__AVAILABLE DATA__
════════════════

Issue #889, opened 2024-06-15
Ollama JSON format bug


doslindos:
Hello team,

There's apparently known [issue](https://github.com/ollama/ollama/issues/4446) where sometimes the LLM sends junk whitespaces when mode is set to JSON with Ollama.

How this is related to langchaingo ?
I was trying the nice [example](https://github.com/tmc/langchaingo/blob/main/examples/ollama-functions-example/ollama_functions_example.go) to add function calls to Ollama models. The example itself works fine, but when I added an own function to be called, I started getting this:
```
panic: runtime error: invalid memory address or nil pointer dereference
[signal SIGSEGV: segmentation violation code=0x1 addr=0x18 pc=0x6569b4]

goroutine 1 [running]:
github.com/tmc/langchaingo/llms/ollama.(*LLM).GenerateContent(0xc0000f4280, {0x7505f0, 0x9695e0}, {0xc0000a05a0, 0x2, 0xc0000160f0?}, {0x0, 0x0, 0xc0000ae060?})
	/home/juuso/go/pkg/mod/github.com/tmc/langchaingo@v0.1.10/llms/ollama/ollamallm.go:152 +0x9d4
main.main()
```

I  added some logs and saw that there was indeed correct JSON format and actually correct function call with valid input out from the LLM, but a lot of junk whitespaces.
But there were so many whitespaces that the response `done` field was false.
```
2024/06/15 17:06:46 {codestral:22b-v0.1-q8_0 2024-06-15 15:06:46.237829539 +0000 UTC 0xc000094540 false {0s 0s 0 0s 0 0s}}
```

After I found that [here](https://github.com/tmc/langchaingo/blob/main/llms/ollama/ollamallm.go#L132)  there's an assumption that if stream is false then the response will be "done" everytime and the `resp.Message` is not populated which is later tried to reference in [here](https://github.com/tmc/langchaingo/blob/main/llms/ollama/ollamallm.go#L152). 

I fixed this by changing the clause to: 
```
if *req.Stream == false || response.Done {
```

Which will catch the unfortunate scenario.

There are some open PRs to fix this on Ollama side, but adding this small change wouldn't make a lot of harm IMO and would make it so that expanding from the nicely written example will not turn into an hour debug session and sanity checking for some JSON string format incompatabilities :D

tmc:
Very supportive -- do you want to open a PR for this?

doslindos:
Sure I can slap it in tomorrow 👍

[...]

PR #892, opened 2024-06-16
ollama: Fix JSON format bug issue when not streaming

doslindos:
Fix issue #889 

### PR Checklist

### DIFF
--- a/llms/ollama/internal/ollamaclient/types.go
+++ b/llms/ollama/internal/ollamaclient/types.go
@@ -49,7 +49,7 @@ type Message struct {
 type ChatRequest struct {
 	Model     string     `json:"model"`
 	Messages  []*Message `json:"messages"`
-	Stream    *bool      `json:"stream,omitempty"`
+	Stream    bool       `json:"stream,omitempty"`
 	Format    string     `json:"format"`
 	KeepAlive string     `json:"keep_alive,omitempty"`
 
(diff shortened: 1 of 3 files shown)


tmc:
Thanks! I simplified things a bit and made the example a bit more robust.

llms/ollama/internal/ollamaclient/types.go
```diff
@@ -49,7 +49,7 @@ type Message struct {
 type ChatRequest struct {
 	Model     string     `json:"model"`
 	Messages  []*Message `json:"messages"`
-	Stream    *bool      `json:"stream,omitempty"`
+	Stream    bool       `json:"stream,omitempty"`
```
corani, line 52: This makes the `omitempty` meaningless, because bools can't be "empty".

tmc: that's not quite right, in Go json encoding: `The "omitempty" option specifies that the field should be omitted from the encoding if the field has an empty value, defined as false, 0, a nil pointer, a nil interface value, and any empty array, slice, map, or string.`

corani: hmm, then perhaps I'm mistaken... I recall seeing `"field": false` in JSON output despite `omitempty`, but I haven't tested it so I may be misremembering :)

Issue #890, opened 2024-06-15
Unable to Use LLaMA Model with Groq API in langchaingo


Ashad001:
### Description
I am trying to interact with the LLaMA model `llama3-8b-8192` using Groq. However, I'm encountering issues with the integration, and it seems like the library might be prompting for an OpenAI API key instead of using the Groq API key.

### Steps to Reproduce
1. Initialize the Groq client with the LLaMA model and Groq API Url as specified in this [example](https://github.com/tmc/langchaingo/blob/587d3ce5c4f3479947f9b1dc2d17a7d41b20a6f5/examples/groq-completion-example/groq_completion_example.go#L14). 
2. Attempt to generate a response from the model.

### Expected Behavior
The LLaMA model should generate a response based on the prompt provided using the Groq API.

### Actual Behavior
The library seems to be prompting for an OpenAI API key instead of using the Groq API key.
![image](https://github.com/tmc/langchaingo/assets/93534298/0c6bf201-a016-4936-bdfa-7561a6ad2c02)

### Environment
langchaingo version: v0.1.10
Go version: go version go1.22.3 windows/amd64

### Additional Context
I have confirmed that the API key is correct and the Groq API is accessible. The issue seems to stem from the way langchaingo handles the API keys or model initialization.

Any guidance or support on resolving this issue would be greatly appreciated. Thank you!!!

tmc:
Can you supply a code sample triggering this?

Ashad001:
Apologies for the confusion. I realized I had to add the `openai.WithToken` parameter in `openai.New` method (this [example](https://github.com/tmc/langchaingo/blob/587d3ce5c4f3479947f9b1dc2d17a7d41b20a6f5/examples/groq-completion-example/groq_completion_example.go)) even though I m not using OpenAI but Groq. This was a bit confusing. Perhaps this could be made clearer in the documentation?
Thanks!

tmc:
Definitely need to make this more clear, there should be a dedicated docs page for this I imagine.

Open to making this type of contribution?

Ashad001:
I m new to Go, but I'm sure it'll be a worthwhile experience! Will start working on it soon.

PR #893, opened 2024-06-16
examples: Correct API key usage for Groq integration

Ashad001:
Related To: #890

- Added `godotenv` to load environment variables from `.env` file.
- Corrected the initialization of the OpenAI client to include `openai.WithToken(apiKey)` for proper Groq API key usage.
- Updated the example to reflect the correct usage and included necessary error handling for missing API keys.

This change addresses the confusion regarding the API key parameter and ensures proper integration with the Groq API.

I still think there should be a separate module to load models for Groq instead of OpenAI, for better readability.


tmc (approved):
While we don't typically include a dotenv package, LGTM.

PR #899, opened 2024-06-17
bugfix: Anthropic Function Calling 

lwlee2608:
Fixed a bug from previous PR #882 where Anthropic LLM couldn't identify the input arguments of a function call from the message history.


JckHoe:
https://github.com/tmc/langchaingo/pull/908

can review this fix ? that pr resolves a issue with the request

PR #902, opened 2024-06-17
llms/watsonx: update module

h0rv:
The watsonx Go package just got transfered to the official IBM org here: https://github.com/ibm/watsonx-go.

There is also a few API changes along with this.


h0rv:
Build example will fail due to it not pointing to new package yet

tmc:
Great to see!

PR #872, opened 2024-06-08
[llms] Fix ErrIncompleteEmbeddings Message Typos

wgeorgecook:
### PR Checklist

- [x] Read the [Contributing documentation](https://github.com/tmc/langchaingo/blob/main/CONTRIBUTING.md).
- [x] Read the [Code of conduct documentation](https://github.com/tmc/langchaingo/blob/main/CODE_OF_CONDUCT.md).
- [x] Name your Pull Request title clearly, concisely, and prefixed with the name of the primarily affected package you changed according to [Good commit messages](https://go.dev/doc/contribute#commit_messages) (such as `memory: add interfaces for X, Y` or `util: add whizzbang helpers`).
- [x] Check that there isn't already a PR that solves the problem the same way to avoid creating a duplicate.
- [x] Provide a description in this PR that addresses **what** the PR is solving, or reference the issue that it solves (e.g. `Fixes #123`).
- [n/a] Describes the source of new concepts.
- [n/a] References existing implementations as appropriate.
- [n/a] Contains test coverage for new functions.
- [n/a] Passes all [`golangci-lint`](https://golangci-lint.run/) checks.

This PR fixes two typos in the `ErrIncompleteEmbeddings` message. The first is the word `no` instead of `not` being incorrectly used. The second removes an extraneous `m` in the word `embedded`.  I could not find any other PRs for this. I haven't changed any functionality, only the content of the declared error.

PR #925, opened 2024-06-22
llms: extract common llms errors to shared declaration

wgeorgecook:
### PR Checklist

This addresses the comment Travis made [in this PR I previously made](https://github.com/tmc/langchaingo/pull/872#pullrequestreview-2119834685). It specifically extracts the ErrorIncompleteEmbedding error and the ErrorEmptyResponse error used in the files in the `/llms` directory. 

I specifically targeted these errors because they're the ones I encountered using LangChain Go, there is still more work to be done in consolidating all of the other potentially shared errors.

### DIFF
--- a/llms/errors.go
+++ b/llms/errors.go
@@ -3,9 +3,9 @@ package llms
 import "errors"
 
 var (
-	// ErrEmptyResponse is thrown when an LLM returns an empty response
+	// ErrEmptyResponse is thrown when an LLM returns an empty response.
 	ErrEmptyResponse = errors.New("no response")
 	// ErrIncompleteEmbedding is thrown when the length of an embedding
-	// request does not match the length of the returned embeddings array
+	// request does not match the length of the returned embeddings array.
 	ErrIncompleteEmbedding = errors.New("not all input got embedded")
 )
--- a/llms/errors.go
+++ b/llms/errors.go
@@ -3,5 +3,9 @@ package llms
 import "errors"
 
 var (
+	// ErrEmptyResponse is thrown when an LLM returns an empty response
+	ErrEmptyResponse = errors.New("no response")
+	// ErrIncompleteEmbedding is thrown when the length of an embedding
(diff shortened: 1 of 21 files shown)


wgeorgecook:
Looks like the ci lint wasn't run before these files made it into main. I'm working on fixing them all now.

wgeorgecook:
CI is now passing.

wgeorgecook:
@tmc I resolved conflicts with main for this and ensured that the linter is happy in the `/llms` directory. Let me know if you want to take this in a different direction but I think this is a good start towards centralizing these error messages.

tmc:
Thanks so much, this ia great to see.

llms/errors.go
```diff
@@ -0,0 +1,11 @@
+package llms
+
+import "errors"
+
+var (
+	// ErrEmptyResponse is thrown when an LLM returns an empty response.
```
tmc, line 6: "thrown" isn't exactly the right language in Go,

tmc:
I wonder if llms is the right place to put the errors, I don't love the new source dependency on what is already a pretty large package implies. I don't have a better suggestion. @eliben do you have an opinion here?

llms/errors.go
wgeorgecook: @tmc Fair. I'll change it to "is returned"

wgeorgecook:
@tmc I have the same concern. It feels weird to have a root level errors package since the exported types _are_ directly related to the LLMs. But it doesn't have to be. But it would probably also feel weird to have a root level errors package with just any and all exported errors in it. Very open to suggestions.

eliben:
> I wonder if llms is the right place to put the errors, I don't love the new source dependency on what is already a pretty large package implies. I don't have a better suggestion. @eliben do you have an opinion here?

I don't see the advantage of this approach - what's the motivation here? How are llm-unique errors going to be represented?

PR #935, opened 2024-06-27
llms: Add fake package

devalexandre:
### PR Checklist


devalexandre:
> You checked " Provide a description in this PR that addresses what the PR is solving, or reference the issue that it solves (e.g. Fixes #123).", but in fact it's not clear at all what and why this is doing.
> 
> Also, the code is full of Portuguese comments and strings, is this intentional?

sorry , I'll update to en and edit the list

flc1125:
I suggest adding a `Generate` interface to pass in, instead of `responses []string`.

Then implement a `Default Generate` to support it. This would allow for better customization and extensibility.

tmc (approved):
LGTM. would be cool to support streaming.

Please leave source comments in english

tmc (approved):
LGTM

PR #21, opened 2026-07-12
Fix val-metric statefulness, HParams expansion, per-image PSNR, config validation (P2.2, P2.3, P2.4, P2.6)

YeapJieShen:
Compute val PSNR/SSIM via torchmetrics.functional to remove dead accumulator state (P2.2), validate psnr_channels (P2.3), expand nested dataclass configs into individual HParams via asdict (P2.4), and make val PSNR a per-image mean invariant to batch size (P2.6).

**Stacked PR** - base: `stack/04-pr4` (merge after its base). Part of the triage-delivery stack of 11 PRs; the full stack is 216 tests passing and ruff-clean.

See triage items in the title.

> Generated with Claude Code

### DIFF
--- a/sisr/training/config.py
+++ b/sisr/training/config.py
@@ -84,3 +84,19 @@ class SREvalConfig:
     crop_border: int = 0
     psnr_channels: list[str] = field(default_factory=lambda: ['RGB'])
     separate_psnr: bool = False
+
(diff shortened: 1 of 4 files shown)


YeapJieShen (commented):
Human reviewed, ready to merge.

PR #28, opened 2026-07-29
Adopt conda + uv for local development, move test CI to uv

YeapJieShen:
Retires the in-project `.venv` in favour of a named conda env (`sisr`, Python 3.13), installs packages with uv from inside that env, and moves the test workflow to uv.

## What changed

- **CI** — `test.yml` installs via `uv pip install --system`, with the uv cache scoped per matrix leg. `build.yml` deliberately stays on plain `pip install .`, so the end-user pip path remains verified on every PR across all four matrix legs. Gate job names are unchanged, so required-check contexts do not move.
- **VS Code** — adds `python.testing.pytestArgs: ["-n", "0"]` so Test Explorer breakpoints and per-test results work despite the `-n 8 --dist=loadscope` in pyproject's `addopts`. Terminal `pytest` keeps all 8 workers. No interpreter path is committed; it is selected via the palette and stored in VS Code's own workspace storage.
- **Docs** — conda + uv setup in CONTRIBUTING, uv variants in the README, with pip retained as the supported path throughout.

## Notes

uv is documented as `python -m uv`, not bare `uv`: uv resolves `VIRTUAL_ENV` ahead of the active conda env, so the bare binary installs into whatever virtualenv happens to be active. A bash-style `--python "$CONDA_PREFIX"` guard was rejected because it expands to the empty string in PowerShell.

`astral-sh/setup-uv` is pinned to the exact patch `v9.0.0` rather than a moving major tag — the action stopped publishing moving tags at v8.0.0 as supply-chain hardening.

Two doc corrections ride along: CONTRIBUTING's `[dev]` extra list omitted `pytest-xdist`, `pyyaml` and `ruff`, and it claimed the `build` check exercises `pip install -e ".[dev]"` when that job runs `pip install .`.

No dependency or version constraint changed. No `uv.lock`, no `requirements.txt`, no `[tool.uv]` block.

## Verification

Locally in the `sisr` env: `torch 2.13.0+cu132` with `cuda.is_available() == True`, 216 tests passed, `ruff check` and `ruff format --check` clean.

### DIFF
--- a/.github/workflows/test.yml
+++ b/.github/workflows/test.yml
@@ -20,8 +20,13 @@ jobs:
       - uses: actions/setup-python@v5
         with:
           python-version: "3.12"
+      # setup-uv stopped publishing moving major/minor tags at v8.0.0 as supply-chain
+      # hardening, so this pins an exact patch unlike the @v4/@v5 actions above.
+      - uses: astral-sh/setup-uv@v9.0.0
+        with:
+          enable-cache: true
       - name: Install ruff
-        run: pip install ruff
+        run: uv pip install --system ruff
       - name: Ruff lint
         run: ruff check --output-format=github .
       - name: Ruff format check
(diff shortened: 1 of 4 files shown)


YeapJieShen (commented):
Human reviewed, all good.

PR #32, opened 2026-07-31
Add construction-time config validation seam (INIT.16)

YeapJieShen:
Fail-fast validation for template fields that must agree but are written in **different forms**, so YAML anchors cannot express the relationship.

Anchors (#31) solve *"the same value repeated"*. They cannot solve *"different values that must agree"* — e.g. `num_channels: 1` ↔ `YChannelProcessor` ↔ `example_input_shape: [1, ...]`, three encodings of "we work in Y". Setting `num_channels: 3` with `YChannelProcessor` silently trains the wrong thing.

### Design

**Template method, not `@abstractmethod`.** Both config bases are concrete and **directly instantiated as fallbacks** (`training_config or SRTrainingConfig()`), so making either an ABC would break that path.

| Layer | Responsibility |
|---|---|
| `SRTrainingConfig.validate_against(model, processor)` | Universal: `example_input_shape[0] == processor.model_channels`, plus a `torch.no_grad()` forward probe |
| `SRCNNTrainingConfig` / `SRResNetTrainingConfig` | Own channel field first (readable error), then `super()` |
| `SRLightning.__init__` | Orchestration only — **zero architecture knowledge** |

The forward probe validates the *actual* `nn.Module`, so it **cannot drift** — it is not a description of the model, it is the model. Subclass checks exist only to give better errors than a raw shape mismatch. Guarded on `example_input_shape` being set, since it is optional.

New abstract `SRProcessor.model_channels` — RGB 3, Y 1, YCbCr 3. A fact only the processor knows, not a mirror of the model.

### Also: `SREvalConfig.psnr_keys`

Moves PSNR key derivation off `SRLightning.__init__` onto the config that owns `psnr_channels` / `separate_psnr`. Verified byte-for-byte equal to the old inlined loop for both `separate_psnr` settings. This public seam is what lets the benchmark logger and validation stop disagreeing (follow-up PR).

### Rejected alternative

A parallel pydantic schema — it would be a *third* validation system (jsonargparse already type-validates real `__init__` signatures), it cannot see across the seam anyway since the correlations span *sibling* objects, and a schema *describes* rather than *tests*, so it goes stale when `__init__` changes.

Follows the existing precedent: `SREvalConfig.__post_init__` already validates `psnr_channels`.

**Tests:** 217 → **243** (26 new). `ruff check` / `ruff format --check` clean.

### DIFF
--- a/sisr/models/srcnn/config.py
+++ b/sisr/models/srcnn/config.py
@@ -12,6 +12,8 @@ Reference: Image Super-Resolution Using Deep Convolutional Networks
 from dataclasses import dataclass, field
 from typing import Literal
 
+from sisr.models.base import SRModel
+from sisr.processors.base import SRProcessor
 from sisr.training.config import SREvalConfig, SRTrainingConfig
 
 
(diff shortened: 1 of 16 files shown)


YeapJieShen (commented):
Human reviewed, all good.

════════════════

__EXERCISE DIRECTIONS__
Beginning at the line with "There is also" and ending at the line with "- [x] Read the [Contributing", reproduce each line of the data above exactly, and add no other lines.

__EXERCISE RESPONSE__
There is also a few API changes along with this.


h0rv:
Build example will fail due to it not pointing to new package yet

tmc:
Great to see!

PR #872, opened 2024-06-08
[llms] Fix ErrIncompleteEmbeddings Message Typos

wgeorgecook:
### PR Checklist

- [x] Read the [Contributing documentation](https://github.com/tmc/langchaingo/blob/main/CONTRIBUTING.md).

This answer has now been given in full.